As Shown here,For the data collection, the proposed architecture is able to ingest video data from either unbounded video streaming data or stored multimedia sequences (1).

Once the multimedia data has been acquired, it will decomposed into a sequence of individual multimedia objects that will be fed one by one to the flow controller (2).

Based on the calculated control policies by the policy adapter (8), the flow controller choose which frame will be published to the message broker on the concerned topic and which is not (3).

Then, the real-time data processing engine will extract the specific events from the in coming frames in real-time and publish them to the concerned topics (6) to consume them by the media stream controller in order to automatically update the control policies and by third-party services to notify concerned parties (7).

Installation

I am running this project on Ubuntu 20.04 , and i will cover installation for that.

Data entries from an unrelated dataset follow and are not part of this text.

PR #774, opened 2026-08-02
test(sdk): survive the Cargo 2B jump setup

tommy-xr:
## Summary

- park the player on the Cargo 2B top landing for the lift ride so the eng2 ceiling case's 1200-frame setup cannot kill the player it is about to measure
- assert the staged player is alive, so a future setup hazard reports itself instead of masquerading as a locomotion or mantle result

Stacked on `fix/cargo2-ceiling-escape` (PR #745), which owns the test.

## The drift

`jump-ceiling.e2e.test.ts` drives the real Cargo 2B lift (frob 480, step 600, frob 481, step 600) before teleporting the player onto its top stop. Throughout those 1200 fixed-timestep frames the player stands unattended at eng2's mission start.

Two changes have landed on `main` since the test was written:

- **#750** (`fix(ai): let hostile ranged attacks damage player`) - the wandering `OG-Shotgun` hybrid near the eng2 start now actually damages the player. Measured on `origin/main` @ `cd00795f`: it goes `Wander/Low -> RangedAttack/Moderate` around frame 305 and lands 6 damage roughly every 90 frames, taking the player from 30 hp to 0 by ~frame 865 - before the lift finishes its ride.
- **#753** (`fix(gameplay): handle player death and QBR respawn`) - a dead player's input is suppressed.

Together they make the setup fatal, and the *control* assertion is what fails:

```text
AssertionError: ordinary walking should leave the lift north toward top button 620,
got {"x":43.900566,"y":3.144,"z":-168.2003}
```

The player did not move a millimetre because it was a corpse (`life_state: "dead"`, 0 hp) - the jump under test was never exercised. This reproduces byte-identically on `origin/main` @ `cd00795f` with the test file dropped in.

## Validation

All runs `SHOCK2_E2E=1`, `DARK_ASSET_PATH` pointed at unpacked retail data.

| build | test | result |
| --- | --- | --- |
| `origin/main` @ `cd00795f` (no mantle bound) | original | FAIL on setup control - player dead, zero movement |
| `origin/main` @ `cd00795f` (no mantle bound) | **this PR** | setup + control pass, then FAILs on the real assertion: `(43.900566, 3.144, -168.2003) -> (34.538307, 8.043818, -171.638290)`, above the `y=6.8` ceiling - the guard is live |
| `fix/cargo2-ceiling-escape` @ `c42bfd82` | **this PR** | PASS, both eng2 and eng1 cases |

The staged pose settles at `(43.805, 3.244, -165.207)` on the top landing and holds 30/30 hp across the full 1200-frame ride, so the lift assertions (`y=-5.1` then `y=2.1`) and the campaign-observed jump pose are unchanged.

`npm test` (SDK unit suite): 26 pass / 0 fail. `tsc` clean on both bases. No Rust changed.

### DIFF
--- a/shock2vr/src/physics/mod.rs
+++ b/shock2vr/src/physics/mod.rs
@@ -1154,10 +1154,11 @@ fn plan_climb_top_out(
 /// standing pose must fit against *all* colliders, and every scripted substep
 /// still collides with parented entities. Same-height and lower landings
 /// require a genuinely clear all-world point probe above the lip, so
-/// full-height walls remain solid. An elevated landing may use Dark's
-/// parentless-terrain jump-through probe: that is what permits authored
-/// stacked corridors such as shodan's log platforms, whose upper floor is a
-/// ceiling to the lower cell.
+/// full-height walls remain solid. An elevated landing may cross the local
+/// platform lip with Dark's parentless-terrain jump-through probe, but its
+/// initial vertical rise must remain clear against all world geometry. That
+/// is what permits authored stacked corridors such as shodan's log platforms
+/// without treating a room ceiling directly overhead as an exterior landing.
 fn plan_jump_mantle(
     controller: &KinematicCharacterController,
     validation_queries: &QueryPipeline,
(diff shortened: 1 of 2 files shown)


tommy-xr:
superseded by #800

Installing the Default JRE/JDK

Java and the JVM (Java’s virtual machine) are required for Apache Kafka and Flink

first update the package index:

sudo apt update

Next, check if Java is already installed:

java -version

If Java is not currently installed, you’ll see the following output:

Output
Command 'java' not found, but can be installed with:

sudo apt install openjdk-11-jre-headless  # version 11.0.11+9-0ubuntu2~20.04, or
sudo apt install default-jre              # version 2:1.11-72
sudo apt install openjdk-13-jre-headless  # version 13.0.7+5-0ubuntu1~20.04
sudo apt install openjdk-16-jre-headless  # version 16.0.1+9-1~20.04
sudo apt install openjdk-8-jre-headless   # version 8u292-b10-0ubuntu1~20.04

Execute the following command to install the default Java Runtime Environment (JRE), which will install the JRE from OpenJDK 11:

sudo apt install default-jre

The JRE will allow you to run almost all Java software. Verify the installation with:

java -version

You’ll see output similar to the following:

Output
openjdk version "11.0.11" 2021-04-20
OpenJDK Runtime Environment (build 11.0.11+9-Ubuntu-0ubuntu2.20.04)
OpenJDK 64-Bit Server VM (build 11.0.11+9-Ubuntu-0ubuntu2.20.04, mixed mode, sharing))

You may need the Java Development Kit (JDK) in addition to the JRE in order to compile and run some specific Java-based software. To install the JDK, execute the following command:

apt-get install openjdk-8-jdk

Installing Kafka

Getting Kafka up and running can be a bit tricky, so I’d recommend a Google search to match your setup.

Now before we can start Kafka itself, we will need to install that ZooKeeper we talked about earlier.

sudo apt-get install zookeeperd

ZooKeeper will kick of automatically as a daemon set to port 2181. Let’s make sure it’s running with:

netstat -ant | grep :2181

The output we want to see is :

tcp6       0      0 :::2181           :::*         LISTEN

With that we’re ready for Kafka.

We can wget the download from the Apache site with

wget http://apache.claz.org/kafka/1.0.1/kafka_2.11-1.0.1.tgz

Make a directory for the extracted file.

sudo mkdir /opt/Kafka

Now extract the Kafka file to our newly minted directory.

sudo tar -xvf kafka_2.11-1.0.1.tgz -C /opt/Kafka/

Ok, let’s run Kafka!

cd /opt/Kafka/kafka_2.11-1.0.1/  
sudo bin/kafka-server-start.sh config/server.properties

Test that everything is up and running, open a new terminal and type,

sudo bin/kafka-topics.sh --create --zookeeper localhost:2181 --replication-factor 1 --partitions 1 --topic testing

You should see,

Created topic "testing".

Installing IntelliJ IDE

To install IntelliJ IDE Community Edition through snap packages, open the terminal and type the command mentioned below:

sudo  snap  install  intellij-idea-community  --classic

kafka on our project

To get our Kafka clients up and running, we’ll need the Kafka-Python project.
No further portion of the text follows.